Species of flowering plant

Dampiera adpressa commonly known as purple beauty-bush, is a flowering plant in the family Goodeniaceae. It is a small, understory shrub with purple flowers and grows in Queensland and New South Wales.

==Description==
Dampiera adpressa is an upright perennial understory shrub to 1 m high with ribbed, needle-shaped leaves. The leaves are occasionally grouped in leaf axils, mostly oval-elliptic to lance-shaped or sometimes narrowly oblong-shaped, 1.1-5.5 cm long, 2-23 mm wide, margins smooth or toothed and sessile. Flowering branches are in groups of 3-5, 3-12 mm long, corolla 8-10 mm long and covered with greyish long, soft, straight hairs.

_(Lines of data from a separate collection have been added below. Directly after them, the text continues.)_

PR #180, opened 2026-04-30
attack.py (added in the recent ATT&CK tab PR) imports get_time_range …

johnvanlowe:
…from backend.api.analytics, but since api/__init__.py imports both modules during startup, it creates a cycle — attack tries to import from analytics before analytics is fully initialized.

### DIFF
--- a/backend/api/attack.py
+++ b/backend/api/attack.py
@@ -1,13 +1,25 @@
 """ATT&CK framework API endpoints."""
 
-from datetime import datetime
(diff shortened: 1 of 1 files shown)


joshuacox:
fixes #181

johnvanlowe:
seems to no longer be needed as claude/hotfix-attack-circular-import in PR #179 addressed same issue

mando222:
Yeah the #179 hotfix should take care of this.  Closing.

PR #314, opened 2026-06-02
V0.2.0

hubert-s:
First set of tweaks/bugfixes needed to get Vigil working in my environment.

Summary:
- when running one of the skills, i noticed that IOCs were not getting attached to the case.  This required an additional change in mcp-servers/servers/deeptempo_findings.py
- when running in production mode without vite, the /assets were not getting served
- we were not able to get bifrost working with litellm, so we are using your native claude connector.  our llm proxy is very strict with additional keyword, so we needed to sanitize the payload.

### DIFF
--- a/backend/main.py
+++ b/backend/main.py
@@ -156,6 +156,13 @@ app = FastAPI(
     version=__version__,
 )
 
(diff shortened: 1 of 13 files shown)


johnvanlowe (approved):
LGTM

PR #336, opened 2026-06-10
fix: provider delete failures, single-default enforcement, cascade cleanup

### LINKED ISSUE #329: fix: AI provider management — delete failures, single-default enforcement, and cascade cleanup
## What to build

Three related bugs in the AI provider settings surface that should be fixed together:

**1. Delete fails on the top provider row**
The delete action errors for at least the first provider in the list. Likely a FK constraint violation or a missing guard in the API handler. The error surface and root cause need investigation.

**2. Default toggle has no UX feedback and allows invalid state**
- The UI doesn't explain why deselect/select is blocked when interacting with the default toggle, leaving users confused.
- No DB-level or API-level constraint prevents multiple rows having `is_default = true` simultaneously. Setting a new default should atomically unset the previous one.

**3. Deleting a provider leaves dangling references**
When a provider is deleted, `provider_id` references in `ai_model_configs`, agent configs, and any other FK'd tables are not cleaned up. This silently breaks model resolution and agent routing for any component that was pinned to the deleted provider.

## Acceptance criteria

- [ ] Deleting any provider row (including the first/top one) succeeds without error
- [ ] Only one provider can have `is_default = true` at a time — setting a new default atomically clears the previous one
- [ ] The UI shows a clear reason when a default toggle action is blocked (e.g. "At least one default provider is required")
- [ ] Deleting a provider nullifies or removes all references to its `provider_id` in `ai_model_configs` and related tables
- [ ] Deleting the current default provider either blocks the action with a clear message or promotes another active provider to default automatically

## Blocked by

None — can start immediately

mattmorr1:
Closes #329

## Summary

- **Delete no longer fails with FK violation** — `ai_model_configs` rows referencing the deleted provider are removed before the provider row is deleted (the FK is `ON DELETE RESTRICT` so this must happen first)
- **Deleting the only active default is blocked** — returns 409 with a clear message; if another active provider exists the next one is auto-promoted to default (with a `db.flush()` before promotion to satisfy the unique partial index)
- **Unsetting `is_default` via PUT is guarded** — returns 409 if no other default exists for that provider type
- **Default star icon is now `disabled`** with a tooltip explaining "to change, set another provider as default first" instead of silently ignoring the click

## Test plan

- [x] `DELETE /api/llm/providers/<only-active-default>` → 409 with message
- [x] `DELETE /api/llm/providers/<default-with-other-active>` → 200, other provider auto-promoted to default, `ai_model_configs` assignments cleared
- [x] `PUT /api/llm/providers/<only-default>` with `{"is_default": false}` → 409
- [x] Default star in UI is disabled; tooltip explains how to change


frontend/src/components/settings/LLMProvidersTab.tsx
```diff
@@ -71,11 +71,27 @@ export default function LLMProvidersTab({ setMessage }: Props) {
     }
   }
 
-  const handleDelete = async (id: string) => {
-    if (!window.confirm(`Delete provider "${id}"? This also removes its stored API key.`)) return
+  const handleDelete = async (p: LLMProvider) => {
```
nestor-deeptempo, line 74: update UI changes to new redesign path

mattmorr1: remediated with rework in #357 , but shouldn't cause any breakage even if merged seperately.

backend/api/llm_providers.py
```diff
@@ -312,12 +331,41 @@ async def delete_provider(
...
+    # deleting — the FK is ON DELETE RESTRICT so this must happen first.
+    db.execute(sa_delete(AIModelConfig).where(AIModelConfig.provider_id == provider_id))
+
     if row.api_key_ref:
         try:
             delete_secret(row.api_key_ref)
         except Exception as exc:  # noqa: BLE001
             logger.warning("Failed to delete secret %s: %s", row.api_key_ref, exc)
-        # Wipe the corresponding value on Bifrost too.
         push_provider_key(row.provider_type, "")
```
nestor-deeptempo, line 369: This may clear the credential for a provider that's still in use. push_provider_key is keyed by provider_type, and Bifrost stores only one key per type (bifrost_admin.py:56). So when we delete a provider that has a same-type sibling — including the one promoted on line 358 — blanking the key here also removes the credential that sibling relies on. Nothing restores it afterward, since _schedule_catalog_resync re-syncs the model allow-list but not the keys, leaving the entire provider type without a working key until a restart or a manual key update.

Could we limit the clearing to the case where it's the last provider of its type, and otherwise re-push the surviving provider's key?

nestor-deeptempo (approved):

PR #337, opened 2026-06-10
ux: replace inherit/chat-default checkbox with single model dropdown

### LINKED ISSUE #331: ux: redesign model selection — replace inherit/chat-default checkbox with dropdown
## What to build

The current model selection UI uses a "chat default" checkbox that greys out all other options when checked. The inherit vs chat-default distinction is hard to follow and the visual hierarchy is confusing.

Proposed replacement: a single dropdown per component/agent that shows the currently active model. When using the provider's default, the dropdown label reads "Default (model-name)" so the actual model is always visible. An explicit override option lets users pin a specific model without needing to understand the inherit/chat-default concept.

This removes the checkbox entirely and makes the selection self-explanatory: what you see in the dropdown is what gets used.

## Acceptance criteria

- [ ] Model selection for each component/agent is a single dropdown — no separate "chat default" checkbox
- [ ] Dropdown shows the resolved model name when set to default (e.g. "Default (llama3:latest)") so users always see what will be called
- [ ] Selecting a specific model overrides the default for that component only
- [ ] Resetting to default is a clear action (e.g. "Use provider default" option at the top of the dropdown)
- [ ] Behaviour of `ai_model_configs` resolution is unchanged — only the UI representation changes

## Blocked by

None — can start immediately

mattmorr1:
Closes #331

## Summary

- Removed the separate **Provider** dropdown column and **Inherit** checkbox column from the Model Assignment table
- Each component row now has a **single combined dropdown** — the first option is `Use Chat Default (model-name)` making the fallback chain self-explanatory without needing to understand "inherit"
- Models are grouped by provider using `ListSubheader` inside a single `<Select>`
- The resolved model name (including provider default) is always visible in the label — no more invisible/greyed-out state
- Capabilities chips (Tools, Thinking, Vision) now also show when inheriting, using the resolved chat_default model's capabilities
- `ai_model_configs` resolution logic in `services/model_registry.py` is unchanged — only the UI representation changed

## Test plan

- [x] Table renders 3 columns: Component / Model / Capabilities
- [x] Non-`chat_default` rows show "Use Chat Default (llama3.2:1b)" as the first dropdown option
- [x] Selecting a model pins that component; selecting "Use Chat Default" clears the assignment
- [x] Models are grouped by provider with a subheader in the dropdown
- [x] Build passes cleanly (`npm run build`)
- [x] Pre-existing test failure in `LLMProvidersTab.test.tsx` confirmed unrelated to this change (also fails on `main` with no changes)

### DIFF
--- a/frontend/src/components/settings/ModelAssignmentTab.tsx
+++ b/frontend/src/components/settings/ModelAssignmentTab.tsx
@@ -109,7 +109,7 @@ export default function ModelAssignmentTab({ setMessage }: Props) {
   const chatDefaultModel = useMemo(() => {
     const a = initialAssignments[CHAT_DEFAULT_KEY]
     if (!a) return null
-    return models.find((m) => m.model_id === a.model_id) ?? null
+    return models.find((m) => m.provider_id === a.provider_id && m.model_id === a.model_id) ?? null
   }, [initialAssignments, models])
 
   const chatDefaultLabel = chatDefaultModel
@@ -219,7 +219,8 @@ export default function ModelAssignmentTab({ setMessage }: Props) {
       </Typography>
       <Typography variant="caption" color="text.secondary" sx={{ display: 'block', mb: 2 }}>
         Pick a model for each system component. Unassigned rows fall back to the{' '}
-        <code>Chat Default</code>. Model list is live-queried from each provider.
+        <code>Chat Default</code>, then to the active provider's default model if Chat Default is
+        also unset. Model list is live-queried from each provider.
       </Typography>
 
       {providerIds.length === 0 ? (
@@ -286,6 +287,10 @@ export default function ModelAssignmentTab({ setMessage }: Props) {
                             {chatDefaultLabel}
                           </Typography>
                         </MenuItem>
+                      )}
+                      {/* Hidden sentinel so MUI doesn't warn when chat_default has no assignment */}
+                      {isChatDefault && (
+                        <MenuItem value={INHERIT_VALUE} sx={{ display: 'none' }} />
                       )}
 
                       {/* Models grouped by provider */}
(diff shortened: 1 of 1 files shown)


mattmorr1:
@nestor-deeptempo ready for review :)

frontend/src/components/settings/ModelAssignmentTab.tsx
```diff
@@ -229,39 +218,45 @@ export default function ModelAssignmentTab({ setMessage }: Props) {
...
               const meta = COMPONENT_LABELS[c] || { label: c, description: '' }
-              const row = rows[c] || { inherit: true, providerId: '', modelId: '' }
+              const row = rows[c] || { providerId: '', modelId: '' }
               const isChatDefault = c === CHAT_DEFAULT_KEY
-              const providerModels = row.providerId
-                ? modelsByProvider[row.providerId] || []
-                : []
-              const selectedModel =
-                providerModels.find((m) => m.model_id === row.modelId) || null
+              const dropdownValue = encode(row.providerId, row.modelId)
```
nestor-deeptempo, line 246: One edge case on dropdownValue: if a component is pinned to a model that's dropped out of /ai/models (provider disabled, or an Ollama model removed locally), encode() returns a pid::mid that matches no MenuItem, so the <Select> renders blank (+ MUI out-of-range warning) and the capability chips disappear. The row looks unassigned even though it's still pinned in the DB, so the user can't see what it's set to.

Could we render a disabled MenuItem for an unrecognized value, e.g. Pinned: {modelId} (unavailable), so the stale assignment stays visible?

nestor-deeptempo (changes requested):

mattmorr1:
No need since redesign remediates these issues

PR #341, opened 2026-06-11
Ollama fixes

mattmorr1:
feat(ollama): Non-Anthropic chat routing + centralised DEFAULT_MODEL

 **Summary**

  - Sliding window context compression — replaces blocking LLM-based auto-summarisation with a pure rolling window. SOC entities (finding IDs, case IDs, IPs, hashes, CVEs) are
  extracted via regex and folded into a running summary string in a daemon thread, so no Anthropic key is needed at request time and latency is zero.
  - Ollama/OpenAI chat routing — chat_stream now detects the active provider before touching ClaudeService. Non-Anthropic providers route through LLMRouter.dispatch_stream()
  via Bifrost's OpenAI-compatible surface; the Anthropic SDK is never instantiated when Ollama or OpenAI is configured.
  - Centralised DEFAULT_MODEL constant — introduces services/defaults.py with DEFAULT_MODEL = os.getenv("DEFAULT_MODEL", "claude-sonnet-4-6") and replaces all 41 hardcoded
  model-string fallbacks across 11 files. Operators on Ollama-only deployments can set DEFAULT_MODEL=llama3.2:1b so the failsafe never tries to call an Anthropic endpoint.
  - Bifrost Ollama provider config — adds the ollama provider block to docker/bifrost/config.json.

  Test plan

  - [x] Start with Ollama as the only configured provider — confirm chat_stream returns text chunks without an Anthropic key
  - [x] Start with Anthropic as the provider — confirm existing chat behaviour is unchanged
  - [x] Set DEFAULT_MODEL=llama3.2:1b in env, restart backend, confirm no claude-sonnet-* strings appear in LLM requests
  - [x] Confirm long conversatcions roll off the context window without triggering a summarisation LLM call
  - [x] Confirm GET /api/health and backend startup succeed with no Anthropic key set

### DIFF
--- a/services/chat/context_manager.py
+++ b/services/chat/context_manager.py
@@ -1,0 +1,447 @@
+"""Context lifecycle management.
+
+Responsibilities:
+- Token estimation (char-based heuristic)
+- History windowing (sliding window, no LLM call)
+- Rolling summary compression (fold aged-out messages into a summary string
+  asynchronously; zero LLM calls at request time, provider-agnostic)
+- Prompt-cache control injection (Anthropic cache_control blocks)
+- Tool filtering and per-tool response budgets
+"""
+from __future__ import annotations
+
+import json
+import logging
+import re
+from typing import Any, Dict, List, Optional, Tuple
+
+from services.defaults import DEFAULT_MODEL
+
+logger = logging.getLogger(__name__)
+
+# Rolling summary is capped to avoid unbounded growth.
+_SUMMARY_MAX_CHARS = 8000  # ~2k tokens
+
+
+def _flatten_content_to_text(content: Any) -> str:
+    """Extract plain text from any message content shape."""
+    if isinstance(content, str):
+        return content
+    if isinstance(content, list):
+        parts = []
+        for block in content:
+            if isinstance(block, str):
+                parts.append(block)
+            elif isinstance(block, dict):
+                if block.get("type") == "text":
+                    parts.append(block.get("text", ""))
+                elif block.get("type") == "tool_result":
+                    inner = block.get("content", "")
+                    parts.append(_flatten_content_to_text(inner))
+                elif block.get("type") in ("tool_use",):
+                    parts.append(json.dumps(block.get("input", {})))
+            elif hasattr(block, "text"):
+                parts.append(getattr(block, "text", ""))
+        return " ".join(p for p in parts if p)
+    return ""
+
+
+def _prepend_summary_block(summary: str, windowed: List[Dict]) -> List[Dict]:
+    if not summary:
+        return list(windowed)
+    summary_msg = {
+        "role": "user",
+        "content": f"[INVESTIGATION CONTEXT - rolling summary of earlier conversation]\n{summary}\n[END CONTEXT]",
+    }
+    # The summary is injected as a synthetic user turn. To preserve the strict
+    # user/assistant alternation the Anthropic API requires, only follow it with
+    # the synthetic acknowledgement when the windowed history resumes with a user
+    # turn. If the window was sliced so it now starts with an assistant turn,
+    # that turn already follows the summary user turn correctly — adding the ack
+    # would produce two consecutive assistant messages.
+    if windowed and windowed[0].get("role") == "assistant":
+        return [summary_msg, *windowed]
+    return [
+        summary_msg,
+        {
+            "role": "assistant",
+            "content": "Context noted. Continuing the investigation.",
+        },
+        *windowed,
+    ]
+
+
+class ContextManager:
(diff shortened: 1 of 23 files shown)


mattmorr1:

services/claude_service.py
```diff
@@ -127,17 +134,20 @@ def __init__(
         self.thinking_budget = thinking_budget
         self.use_agent_sdk = use_agent_sdk and AGENT_SDK_AVAILABLE
 
-        # Session management for multi-turn conversations
-        # L1: in-memory (fast); L2: MemPalace (durable across restarts)
-        self.sessions: Dict[str, List[Dict]] = {}
```
nestor-deeptempo, line 132: there are still a lot of calls to self.sessions in this file, like methods create_session/get_session/clear_session and spots where those methods are called. could you clean those up?

services/chat/context_manager.py
```diff
@@ -0,0 +1,447 @@
...
+        max_msgs = window * 2 if window > 0 else len(messages)
+
+        if len(messages) > max_msgs:
+            overflow = list(messages[:-max_msgs])
+            windowed = list(messages[-max_msgs:])
+        else:
+            overflow = []
+            windowed = list(messages)
+
+        prepared = _prepend_summary_block(summary, windowed)
```
nestor-deeptempo: prepare_context prepends summary but never folds the overflow it just computed. 

summary is always "" here because get_summary (session_manager.py:127) reads an in-memory dict that's empty on every per-request ClaudeService (backend/api/claude.py:327), with nothing calling _session_mgr.get() to hydrate it from disk. So aged-out messages are dropped, not compressed. Since there's an overflow in hand, fold it synchronously and prepend it this request:

could do this to address this

folded = self.fold_overflow(overflow, summary) if overflow else summary
prepared = _prepend_summary_block(folded, windowed)

services/claude_service.py
```diff
@@ -3197,17 +2798,14 @@ async def chat_stream(
...
+            # Sliding window + rolling summary compression (no LLM call).
+            messages, windowed_out = await self._prepare_context_async(
+                messages, effective_system_prompt, model=model, session_id=session_id
             )
-            if summarized_count > 0:
+            if windowed_out > 0:
                 yield {
-                    "type": "context_summarized",
-                    "summarized_messages": summarized_count,
+                    "type": "context_windowed",
```
nestor-deeptempo, line 2797: This renames the event to context_windowed/windowed_messages, but the three consumers still listen for the old context_summarized/summarized_messages: backend/api/claude.py:799, Chat.tsx:498, and ClaudeDrawer.tsx:603. So the "context compressed" banner never renders and the backend log line is dead. Either keep the old event name here, or update all three.

services/claude_service.py
```diff
@@ -1289,570 +1331,133 @@ def _strip_thinking_blocks(self, messages: List[Dict]) -> List[Dict]:
...
-
-Be thorough. This summary replaces the conversation history — anything you omit is lost.
-
-CONVERSATION ({len(conversation_text)} chars):
-{conversation_text}
-
-Provide a structured summary preserving all critical context."""
+        return ContextManager.build_summary_prompt(conversation_text)
 
     def _summarize_messages_sync(
```
nestor-deeptempo: These delegate to self._context_mgr._summarize_messages_sync/_async, but ContextManager doesn't define those methods (it kept the summarization clients per the docstring at context_manager.py:78, but not the methods). Any call raises AttributeError. Nothing calls them right now, but they're dead shims that throw. Either drop both methods (_summaritze_messages_sync/_async) or port the actual summarization logic onto ContextManager.

services/llm_router.py
```diff
@@ -503,6 +503,12 @@ async def dispatch_openai_stream(
                     yield {"type": "text", "content": content}
         except Exception as exc:
             await _wrap_budget_errors(_raise_async(exc))
+        finally:
+            # AsyncOpenAI holds an httpx connection pool; close it on normal
+            # completion, error, AND consumer disconnect (GeneratorExit, e.g.
+            # the SSE client goes away mid-stream) so file descriptors /
+            # connections don't accumulate under load.
+            await client.close()
```
nestor-deeptempo, line 517: 👍 on closing the client here. The same finally: await client.close() is missing in the two non-streaming dispatchers that dispatch() uses: _dispatch_bifrost_openai (client at :397, create at :413) and _dispatch_anthropic (:557). chat() now routes the non-streaming path through dispatch() → _dispatch_bifrost_openai (backend/api/claude.py:407), so each call leaks an httpx pool until GC. Wrap those create() calls in try/finally: await client.close() too

nestor-deeptempo (changes requested):

nestor-deeptempo (approved):
lg 👍

PR #343, opened 2026-06-12
fix(db): URL-encode Postgres credentials (#306)

### LINKED ISSUE #306: [Bug] PostgreSQL connection fails when password contains complex/special characters
Users are unable to successfully establish a PostgreSQL database connection if their password contains certain complex or special characters (e.g., `@`, `#`, `?`, `/`, `%`, `&`). 

It appears the application may be failing to properly escape or URL-encode these characters when parsing the database connection string, resulting in authentication failures or malformed URI errors.

The value needs to be set during the initial configuration from start scripts.

G-r-ay:
Fixes #306

### DIFF
--- a/database/connection.py
+++ b/database/connection.py
@@ -7,6 +7,7 @@ Handles database connections, session management, and connection pooling.
 import os
 import logging
 from typing import Optional, Generator, TYPE_CHECKING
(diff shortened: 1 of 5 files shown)


nestor-deeptempo:
good work 🫡

PR #351, opened 2026-06-19
[codex] fix entity graph node click stability

ShmalexM:
## Summary
- normalize entity graph link endpoints after react-force-graph mutates source/target ids into node objects
- reuse that normalization for link highlighting and painting
- add a focused unit test for mutated node endpoints

## Root Cause
react-force-graph mutates link source/target fields from string ids into node objects during simulation. A click-triggered re-render recalculated filteredLinks with String(link.source), which produced [object Object] and dropped links from the graph.

## Validation
- npm run test:run -- EntityGraph.test.ts
- ./node_modules/.bin/eslint src/components/graph/EntityGraph.tsx src/components/graph/entityGraphUtils.ts src/components/graph/EntityGraph.test.ts --ext ts,tsx --report-unused-disable-directives
- npm run build

Note: full npm run lint still fails on existing unrelated lint errors outside this change.


nestor-deeptempo:
only addresses the graph on the old ui, but merging in case we use the old one as a foundation for a new one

Flowering occurs in spring and summer and the fruit is smooth, 4-5 mm long, more or less ribbed and wrinkly.

==Taxonomy and naming==
Dampiera adpressa was first formally described in 1839 by Augustin Pyramus de Candolle from an unpublished description by Allan Cunningham and the description was published in Prodromus Systematis Naturalis Regni Vegetabilis. The specific epithet (adpressa) means "appressed".

==Distribution and habitat==
Purple beauty-bush grows in forests and woodland from southern Queensland and New South Wales on the Great Dividing Range and western slopes and plains.